What is expected |
From the entries below, please output exactly the lines starting at the one containing "Virtio scsi disks" and ending at the one containing "by gjasny** [comment]", both included.

———

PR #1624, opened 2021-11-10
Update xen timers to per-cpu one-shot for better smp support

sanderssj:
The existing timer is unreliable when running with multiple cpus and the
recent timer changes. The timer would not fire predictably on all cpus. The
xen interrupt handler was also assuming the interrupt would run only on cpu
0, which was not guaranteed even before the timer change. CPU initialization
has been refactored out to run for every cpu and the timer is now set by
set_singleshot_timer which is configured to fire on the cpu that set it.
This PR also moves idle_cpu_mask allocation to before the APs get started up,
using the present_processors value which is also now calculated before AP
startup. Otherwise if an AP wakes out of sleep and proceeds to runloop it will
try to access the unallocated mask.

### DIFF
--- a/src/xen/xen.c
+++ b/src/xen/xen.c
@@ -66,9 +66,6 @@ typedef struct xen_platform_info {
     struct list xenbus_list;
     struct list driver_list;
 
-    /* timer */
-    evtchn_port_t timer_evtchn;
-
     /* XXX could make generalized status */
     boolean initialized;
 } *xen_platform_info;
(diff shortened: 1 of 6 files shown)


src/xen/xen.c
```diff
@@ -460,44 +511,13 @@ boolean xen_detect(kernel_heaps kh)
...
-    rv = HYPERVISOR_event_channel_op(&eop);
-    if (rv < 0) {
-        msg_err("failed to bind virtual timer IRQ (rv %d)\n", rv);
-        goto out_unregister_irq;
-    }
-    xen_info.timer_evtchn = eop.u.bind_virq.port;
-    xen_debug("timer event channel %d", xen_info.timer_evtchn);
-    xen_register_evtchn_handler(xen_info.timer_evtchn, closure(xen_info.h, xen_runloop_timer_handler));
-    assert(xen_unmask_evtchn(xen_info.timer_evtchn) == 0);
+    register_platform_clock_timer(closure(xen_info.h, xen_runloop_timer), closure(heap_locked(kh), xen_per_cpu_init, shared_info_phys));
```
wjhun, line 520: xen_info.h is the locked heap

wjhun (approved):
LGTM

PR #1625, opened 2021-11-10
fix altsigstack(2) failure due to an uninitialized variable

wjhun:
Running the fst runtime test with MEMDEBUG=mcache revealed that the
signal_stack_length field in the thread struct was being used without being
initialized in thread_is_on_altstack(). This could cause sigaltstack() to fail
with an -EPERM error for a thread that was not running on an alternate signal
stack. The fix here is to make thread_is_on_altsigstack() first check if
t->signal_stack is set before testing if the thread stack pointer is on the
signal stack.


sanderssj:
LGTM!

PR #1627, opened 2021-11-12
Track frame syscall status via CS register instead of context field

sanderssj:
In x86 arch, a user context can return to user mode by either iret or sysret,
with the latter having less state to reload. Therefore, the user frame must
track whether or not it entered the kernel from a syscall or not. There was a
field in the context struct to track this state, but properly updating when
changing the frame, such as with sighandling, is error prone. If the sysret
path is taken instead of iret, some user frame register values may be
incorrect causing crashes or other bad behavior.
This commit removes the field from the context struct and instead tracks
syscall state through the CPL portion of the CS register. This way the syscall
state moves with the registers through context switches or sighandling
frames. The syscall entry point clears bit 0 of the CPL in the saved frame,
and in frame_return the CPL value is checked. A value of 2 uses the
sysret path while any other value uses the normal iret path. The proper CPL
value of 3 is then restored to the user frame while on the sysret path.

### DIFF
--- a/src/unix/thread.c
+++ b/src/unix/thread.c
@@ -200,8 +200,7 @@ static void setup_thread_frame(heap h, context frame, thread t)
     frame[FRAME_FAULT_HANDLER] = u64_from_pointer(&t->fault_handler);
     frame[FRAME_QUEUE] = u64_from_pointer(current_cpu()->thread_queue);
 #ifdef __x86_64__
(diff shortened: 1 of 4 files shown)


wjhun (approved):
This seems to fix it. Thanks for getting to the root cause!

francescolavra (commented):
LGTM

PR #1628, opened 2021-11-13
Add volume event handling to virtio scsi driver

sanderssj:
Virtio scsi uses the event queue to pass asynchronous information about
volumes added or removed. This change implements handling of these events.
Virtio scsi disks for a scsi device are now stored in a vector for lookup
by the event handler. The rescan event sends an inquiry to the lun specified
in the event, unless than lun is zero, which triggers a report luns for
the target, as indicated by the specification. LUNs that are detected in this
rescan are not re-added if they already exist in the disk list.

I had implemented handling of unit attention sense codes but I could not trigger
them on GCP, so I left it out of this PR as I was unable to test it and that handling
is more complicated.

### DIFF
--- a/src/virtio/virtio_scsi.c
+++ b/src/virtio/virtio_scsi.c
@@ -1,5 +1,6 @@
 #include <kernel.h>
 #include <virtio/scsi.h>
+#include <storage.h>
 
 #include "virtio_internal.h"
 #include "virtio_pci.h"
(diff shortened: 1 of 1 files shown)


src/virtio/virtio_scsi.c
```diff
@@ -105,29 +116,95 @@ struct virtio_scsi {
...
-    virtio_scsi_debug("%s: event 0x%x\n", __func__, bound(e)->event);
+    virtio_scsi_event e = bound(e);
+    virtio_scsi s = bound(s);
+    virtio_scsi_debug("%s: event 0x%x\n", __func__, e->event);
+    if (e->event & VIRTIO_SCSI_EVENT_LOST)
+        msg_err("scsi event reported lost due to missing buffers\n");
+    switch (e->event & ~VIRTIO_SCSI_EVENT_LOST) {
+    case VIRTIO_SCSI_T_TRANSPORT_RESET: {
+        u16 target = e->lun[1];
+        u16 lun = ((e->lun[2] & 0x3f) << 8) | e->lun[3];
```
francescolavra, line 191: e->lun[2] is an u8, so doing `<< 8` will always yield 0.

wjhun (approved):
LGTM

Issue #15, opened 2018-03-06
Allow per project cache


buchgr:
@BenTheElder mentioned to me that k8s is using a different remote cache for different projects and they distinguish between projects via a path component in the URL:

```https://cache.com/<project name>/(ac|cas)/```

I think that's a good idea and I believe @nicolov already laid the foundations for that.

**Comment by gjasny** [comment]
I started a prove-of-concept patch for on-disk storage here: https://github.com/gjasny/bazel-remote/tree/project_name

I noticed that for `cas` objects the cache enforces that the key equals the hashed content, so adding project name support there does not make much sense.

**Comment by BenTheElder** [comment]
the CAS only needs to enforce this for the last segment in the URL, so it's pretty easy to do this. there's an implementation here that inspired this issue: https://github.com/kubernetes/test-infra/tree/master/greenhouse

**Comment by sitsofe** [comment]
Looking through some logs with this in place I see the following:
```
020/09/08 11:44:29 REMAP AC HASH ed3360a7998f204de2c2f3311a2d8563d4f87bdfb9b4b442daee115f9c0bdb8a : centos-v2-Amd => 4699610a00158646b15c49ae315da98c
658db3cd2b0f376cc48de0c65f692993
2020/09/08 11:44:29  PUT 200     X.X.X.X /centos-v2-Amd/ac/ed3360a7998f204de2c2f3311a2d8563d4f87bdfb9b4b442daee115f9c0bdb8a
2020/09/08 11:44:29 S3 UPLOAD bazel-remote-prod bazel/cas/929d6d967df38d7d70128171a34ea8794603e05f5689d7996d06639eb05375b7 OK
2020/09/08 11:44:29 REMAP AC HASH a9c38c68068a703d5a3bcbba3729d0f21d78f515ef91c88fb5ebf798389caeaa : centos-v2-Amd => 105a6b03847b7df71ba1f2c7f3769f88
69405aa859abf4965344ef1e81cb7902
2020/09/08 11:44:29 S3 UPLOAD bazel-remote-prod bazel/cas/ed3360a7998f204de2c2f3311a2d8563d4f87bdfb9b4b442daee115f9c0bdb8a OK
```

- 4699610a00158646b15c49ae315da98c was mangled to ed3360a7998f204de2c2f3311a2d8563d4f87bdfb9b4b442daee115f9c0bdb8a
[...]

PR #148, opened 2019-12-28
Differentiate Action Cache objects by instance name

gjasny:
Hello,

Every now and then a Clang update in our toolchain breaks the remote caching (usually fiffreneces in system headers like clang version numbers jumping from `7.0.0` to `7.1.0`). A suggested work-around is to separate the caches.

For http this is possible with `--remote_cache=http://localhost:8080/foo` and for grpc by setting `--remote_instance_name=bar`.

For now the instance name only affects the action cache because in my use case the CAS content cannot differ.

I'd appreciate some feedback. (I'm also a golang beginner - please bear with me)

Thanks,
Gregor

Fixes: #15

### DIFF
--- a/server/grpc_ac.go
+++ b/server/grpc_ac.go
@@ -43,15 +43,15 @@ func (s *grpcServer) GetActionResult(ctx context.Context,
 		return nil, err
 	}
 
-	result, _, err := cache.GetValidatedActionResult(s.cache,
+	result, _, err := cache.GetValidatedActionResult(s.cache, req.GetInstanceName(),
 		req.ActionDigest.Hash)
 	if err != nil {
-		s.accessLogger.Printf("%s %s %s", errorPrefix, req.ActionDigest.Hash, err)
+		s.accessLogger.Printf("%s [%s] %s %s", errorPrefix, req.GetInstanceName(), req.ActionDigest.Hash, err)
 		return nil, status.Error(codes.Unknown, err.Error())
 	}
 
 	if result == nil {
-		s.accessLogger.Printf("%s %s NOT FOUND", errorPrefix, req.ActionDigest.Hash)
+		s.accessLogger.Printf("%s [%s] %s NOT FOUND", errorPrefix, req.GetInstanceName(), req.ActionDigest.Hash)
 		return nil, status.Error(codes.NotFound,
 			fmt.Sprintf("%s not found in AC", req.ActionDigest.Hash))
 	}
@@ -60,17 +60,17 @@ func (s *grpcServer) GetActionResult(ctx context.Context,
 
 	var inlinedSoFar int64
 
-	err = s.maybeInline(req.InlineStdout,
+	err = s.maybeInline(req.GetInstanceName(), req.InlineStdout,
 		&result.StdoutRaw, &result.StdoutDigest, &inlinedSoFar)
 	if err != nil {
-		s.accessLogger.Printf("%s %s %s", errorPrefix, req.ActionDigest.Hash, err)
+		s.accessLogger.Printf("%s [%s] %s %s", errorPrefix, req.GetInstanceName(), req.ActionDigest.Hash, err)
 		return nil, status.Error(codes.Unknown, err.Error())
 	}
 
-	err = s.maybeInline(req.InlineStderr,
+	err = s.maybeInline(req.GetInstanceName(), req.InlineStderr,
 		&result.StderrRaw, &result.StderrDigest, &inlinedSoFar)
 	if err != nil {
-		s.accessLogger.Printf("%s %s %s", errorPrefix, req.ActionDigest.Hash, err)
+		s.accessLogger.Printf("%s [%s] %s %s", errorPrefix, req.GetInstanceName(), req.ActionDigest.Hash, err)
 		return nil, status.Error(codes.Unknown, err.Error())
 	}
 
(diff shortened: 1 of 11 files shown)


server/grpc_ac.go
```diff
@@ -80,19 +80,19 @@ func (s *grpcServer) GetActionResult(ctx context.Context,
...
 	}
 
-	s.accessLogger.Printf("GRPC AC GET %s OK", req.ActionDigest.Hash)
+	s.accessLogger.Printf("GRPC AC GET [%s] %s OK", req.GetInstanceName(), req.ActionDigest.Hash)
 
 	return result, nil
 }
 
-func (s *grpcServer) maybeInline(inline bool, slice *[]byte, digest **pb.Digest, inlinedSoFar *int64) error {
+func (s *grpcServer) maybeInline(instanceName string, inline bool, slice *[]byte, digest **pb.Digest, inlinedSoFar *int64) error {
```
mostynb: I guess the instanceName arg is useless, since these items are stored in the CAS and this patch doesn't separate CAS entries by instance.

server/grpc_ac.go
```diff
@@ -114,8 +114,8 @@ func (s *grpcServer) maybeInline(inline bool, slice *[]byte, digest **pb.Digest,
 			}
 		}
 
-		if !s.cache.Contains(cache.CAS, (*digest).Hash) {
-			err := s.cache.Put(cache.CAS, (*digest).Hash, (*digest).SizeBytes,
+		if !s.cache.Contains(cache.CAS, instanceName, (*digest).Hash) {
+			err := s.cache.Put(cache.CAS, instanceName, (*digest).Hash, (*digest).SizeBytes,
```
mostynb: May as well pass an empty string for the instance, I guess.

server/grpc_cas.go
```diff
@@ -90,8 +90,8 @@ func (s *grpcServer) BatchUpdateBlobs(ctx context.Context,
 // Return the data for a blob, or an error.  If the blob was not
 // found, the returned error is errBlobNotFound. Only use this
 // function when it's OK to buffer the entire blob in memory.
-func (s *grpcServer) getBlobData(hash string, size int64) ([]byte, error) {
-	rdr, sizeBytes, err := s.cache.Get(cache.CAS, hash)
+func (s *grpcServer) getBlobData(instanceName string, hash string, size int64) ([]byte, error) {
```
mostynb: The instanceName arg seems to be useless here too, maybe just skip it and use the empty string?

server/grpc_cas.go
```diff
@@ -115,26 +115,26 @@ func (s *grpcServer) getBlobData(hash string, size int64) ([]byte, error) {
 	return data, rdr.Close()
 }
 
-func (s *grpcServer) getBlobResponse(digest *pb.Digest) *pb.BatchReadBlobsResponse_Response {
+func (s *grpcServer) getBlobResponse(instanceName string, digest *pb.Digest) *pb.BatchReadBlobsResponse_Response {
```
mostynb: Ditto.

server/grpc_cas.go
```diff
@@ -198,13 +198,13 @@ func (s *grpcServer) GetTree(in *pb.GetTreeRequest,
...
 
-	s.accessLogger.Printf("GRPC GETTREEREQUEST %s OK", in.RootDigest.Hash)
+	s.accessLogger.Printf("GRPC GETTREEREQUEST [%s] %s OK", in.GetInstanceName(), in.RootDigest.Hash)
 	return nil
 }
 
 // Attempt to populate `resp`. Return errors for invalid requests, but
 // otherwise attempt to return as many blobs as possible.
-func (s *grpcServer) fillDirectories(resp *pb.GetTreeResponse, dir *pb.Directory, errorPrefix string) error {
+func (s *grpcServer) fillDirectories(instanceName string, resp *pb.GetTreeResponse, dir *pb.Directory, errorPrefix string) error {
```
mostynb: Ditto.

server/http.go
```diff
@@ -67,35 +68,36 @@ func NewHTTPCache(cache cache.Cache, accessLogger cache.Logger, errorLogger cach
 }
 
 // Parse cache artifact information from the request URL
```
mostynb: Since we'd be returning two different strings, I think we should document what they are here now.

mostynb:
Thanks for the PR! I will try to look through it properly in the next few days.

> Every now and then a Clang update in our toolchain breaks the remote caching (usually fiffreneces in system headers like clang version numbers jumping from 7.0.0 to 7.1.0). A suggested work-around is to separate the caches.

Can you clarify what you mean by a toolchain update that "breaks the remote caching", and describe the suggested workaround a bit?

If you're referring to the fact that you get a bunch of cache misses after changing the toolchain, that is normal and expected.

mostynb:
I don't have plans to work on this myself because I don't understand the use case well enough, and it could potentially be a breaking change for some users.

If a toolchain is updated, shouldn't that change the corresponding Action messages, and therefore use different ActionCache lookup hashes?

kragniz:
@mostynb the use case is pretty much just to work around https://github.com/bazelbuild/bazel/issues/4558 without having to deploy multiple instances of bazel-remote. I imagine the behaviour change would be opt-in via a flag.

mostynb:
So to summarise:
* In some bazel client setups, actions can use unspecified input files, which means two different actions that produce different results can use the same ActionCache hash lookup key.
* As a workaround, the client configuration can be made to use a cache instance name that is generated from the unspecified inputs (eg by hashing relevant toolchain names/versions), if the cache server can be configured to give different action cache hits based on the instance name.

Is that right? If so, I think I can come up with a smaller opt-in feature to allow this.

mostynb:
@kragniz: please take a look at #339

———

Task answer |
Virtio scsi disks for a scsi device are now stored in a vector for lookup
by the event handler. The rescan event sends an inquiry to the lun specified
in the event, unless than lun is zero, which triggers a report luns for
the target, as indicated by the specification. LUNs that are detected in this
rescan are not re-added if they already exist in the disk list.

I had implemented handling of unit attention sense codes but I could not trigger
them on GCP, so I left it out of this PR as I was unable to test it and that handling
is more complicated.

### DIFF
--- a/src/virtio/virtio_scsi.c
+++ b/src/virtio/virtio_scsi.c
@@ -1,5 +1,6 @@
 #include <kernel.h>
 #include <virtio/scsi.h>
+#include <storage.h>
 
 #include "virtio_internal.h"
 #include "virtio_pci.h"
(diff shortened: 1 of 1 files shown)


src/virtio/virtio_scsi.c
```diff
@@ -105,29 +116,95 @@ struct virtio_scsi {
...
-    virtio_scsi_debug("%s: event 0x%x\n", __func__, bound(e)->event);
+    virtio_scsi_event e = bound(e);
+    virtio_scsi s = bound(s);
+    virtio_scsi_debug("%s: event 0x%x\n", __func__, e->event);
+    if (e->event & VIRTIO_SCSI_EVENT_LOST)
+        msg_err("scsi event reported lost due to missing buffers\n");
+    switch (e->event & ~VIRTIO_SCSI_EVENT_LOST) {
+    case VIRTIO_SCSI_T_TRANSPORT_RESET: {
+        u16 target = e->lun[1];
+        u16 lun = ((e->lun[2] & 0x3f) << 8) | e->lun[3];
```
francescolavra, line 191: e->lun[2] is an u8, so doing `<< 8` will always yield 0.

wjhun (approved):
LGTM

Issue #15, opened 2018-03-06
Allow per project cache


buchgr:
@BenTheElder mentioned to me that k8s is using a different remote cache for different projects and they distinguish between projects via a path component in the URL:

```https://cache.com/<project name>/(ac|cas)/```

I think that's a good idea and I believe @nicolov already laid the foundations for that.

**Comment by gjasny** [comment]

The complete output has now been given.